Associated Press
Mar. 8, 2005 05:07 PM
PHILADELPHIA - A federal grand jury in Washington, D.C.,
is investigating possible money-laundering charges
involving former chess champion Bobby Fischer, who is
already wanted for violating U.S. economic sanctions,
one of his lawyers said.
"This is a pure tactical and propaganda ploy," attorney
Richard J. Vattuone said.
Federal prosecutors issued a subpoena last week to a
second lawyer, Joseph Choate Jr., who once represented
Fischer, ordering him to appear March 17 before the
grand jury to discuss a "possible violation" of
money-laundering statutes. advertisement
Choate declined to be interviewed about the subpoena, a
copy of which Vattuone provided to The Associated Press.
Fischer has been wanted in the United States since 1992,
when he defied economic sanctions by playing a chess
match in Yugoslavia against Boris Spassky, the Russian
he defeated to become world champion in 1972.
Fischer was reported to have received $3.5 million from
the event.

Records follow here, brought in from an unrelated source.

PR #1169, opened 2015-07-30
Fix recent photos on alerts page overruning footer.

### LINKED ISSUE #1168: Recent photos sidebar on alerts page runs over the footer
Moving this from https://github.com/mysociety/FixMyStreet-Commercial/issues/336 because it affects all FMS installations. e.g.

screen shot 2015-07-30 at 16 42 51

Should be as simple as removing the sticky-sidebar class, so PR to follow!

stevenday:
Closes #1168

### DIFF
--- a/templates/web/base/alert/index.html
+++ b/templates/web/base/alert/index.html
@@ -37,7 +37,7 @@ To find out what local alerts we have for you, please enter your [% c.cobrand.co
 </form>
 
 [% IF photos.size %]
-<div class="sticky-sidebar" id="alert_recent">
+<div id="alert_recent">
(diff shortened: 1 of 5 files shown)


dracos:
Yay. I think this could also remove the mentions of `alertindex` throughout (I assume the east sussex one won't apply any more either).

stevenday:
@dracos thanks! I've removed that class, and other instances of the `.sticky-sidebar` being used for the alert page sidebar I found via grep.

dracos:
Woo!

dracos:
Merged in b748677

He boasted at the time that he didn't intend
to pay any income tax on the money.
The chess legend was detained in Japan last summer as he
tried to board a flight to the Philippines with a
revoked U.S. passport. Japan has announced that he will
be deported to the United States, but his supporters are
trying to win permission for him to go to Iceland, where
he defeated Spassky in 1972 and is remembered fondly.
Vattuone, who has been working to secure Fischer's
release from a Japanese detention center, said he
believes U.S. prosecutors are now exploring money
laundering and tax charges in an attempt to eventually
extradite Fischer from Iceland or Japan.
"By the twisted logic of the U.S. attorney, if Fischer
received 'illegal' funds (from playing in Yugoslavia)
and uses the funds to pay his attorneys, the attorneys
have received illegal funds and are co-conspirators with
Fischer," Vattuone said in an e-mail to The Associated
Press.
A spokesman for the U.S. attorney for the District of
Columbia, Channing D. Phillips, declined to comment,
citing court secrecy rules.
Fischer left the limelight for years before his 1992
winning match with Spassky. Since then, he's emerged in
radio broadcasts and on his Web page to express
anti-Semitic views and rail against the United States.